PR #287, opened 2017-04-13
Fixes for Akka 2.5 compatibility

kciesielski:
This PR removes dependency on akka-stream-contrib and fixes some callback handling to make the library work well with Akka 2.5.0.

### DIFF
--- a/build.sbt
+++ b/build.sbt
@@ -9,8 +9,7 @@ val kafkaVersion = "0.10.2.0"
 val kafkaClients = "org.apache.kafka" % "kafka-clients" % kafkaVersion
 
 val commonDependencies = Seq(
-  "com.typesafe.akka" %% "akka-testkit" % akkaVersion % Test,
-  "com.typesafe.akka" %% "akka-stream-contrib" % "0.6" % Test
+  "com.typesafe.akka" %% "akka-testkit" % akkaVersion % Test
 )
 
 val coreDependencies = Seq(
--- a/core/src/main/scala/akka/kafka/internal/ConsumerStage.scala
+++ b/core/src/main/scala/akka/kafka/internal/ConsumerStage.scala
@@ -14,7 +14,7 @@ import akka.kafka.scaladsl.Consumer._
 import akka.kafka.{javadsl, scaladsl, _}
 import akka.stream._
 import akka.stream.scaladsl.Source
-import akka.stream.stage.{GraphStageLogic, GraphStageWithMaterializedValue}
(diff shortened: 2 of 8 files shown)


core/src/main/scala/akka/kafka/internal/ConsumerStage.scala
```diff
@@ -211,8 +211,13 @@ private[kafka] trait MessageBuilder[K, V, Msg] {
...
 
-private[kafka] trait PromiseControl extends Control {
-  this: GraphStageLogic =>
+private[kafka] sealed trait ControlOperation
+
+private[kafka] case object ControlStop extends ControlOperation
+
+private[kafka] case object ControlShutdown extends ControlOperation
+
+private[kafka] trait PromiseControl extends GraphStageLogic with Control with CallbackWrapper[ControlOperation] {
```
johanandren: This is not just 2.5.0 updates though?

kciesielski: This is related because Akka 2.5.0 complains that `java.lang.IllegalStateException: not yet initialized: only setHandler is allowed in GraphStageLogic constructor` in some tests. Indeed, we expose callback to the outside, so if someone stops the stage before it gets fully initialized, it may throw such error. I guess 2.4.x wasn't checking this to such extent?

johanandren: Ah, yes, it is more verbal when there are graph stage issues now.

build.sbt
```diff
@@ -3,14 +3,13 @@ import de.heikoseeberger.sbtheader.HeaderPattern
 
 name := "akka-stream-kafka"
 
-val akkaVersion = "2.4.17"
+val akkaVersion = "2.5.0"
```
patriknw: This is not possible. Akka being backwards compatible means that libraries built with Akka 2.4.x can be used in applications running Akka 2.5.x, but not the opposite.

I haven't looked at what the reason was why akka-stream-kafka could not be used with Akka 2.5.0, but I would guess we accidentally used some internal APIs in akka-stream-kafka. We should try to fix that instead, and release a new version, built with 2.4.17, that can be used with 2.5.0.

kciesielski: @patriknw So if we change 2.5.0 back to 2.4.17 in this PR then this version will be working well with 2.5.0, right?

patriknw: yes, it's supposed to work ;-)

kciesielski: Ok, I switched back to 2.4 and changed PR name/description.

kciesielski:
Is this OK to merge?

◆ **THE PROBLEM**: From the listing above, return every line that carries the string "akkaVersion".

◆ **FINISHED TASK**:
-  "com.typesafe.akka" %% "akka-testkit" % akkaVersion % Test,
+  "com.typesafe.akka" %% "akka-testkit" % akkaVersion % Test
-val akkaVersion = "2.4.17"
+val akkaVersion = "2.5.0"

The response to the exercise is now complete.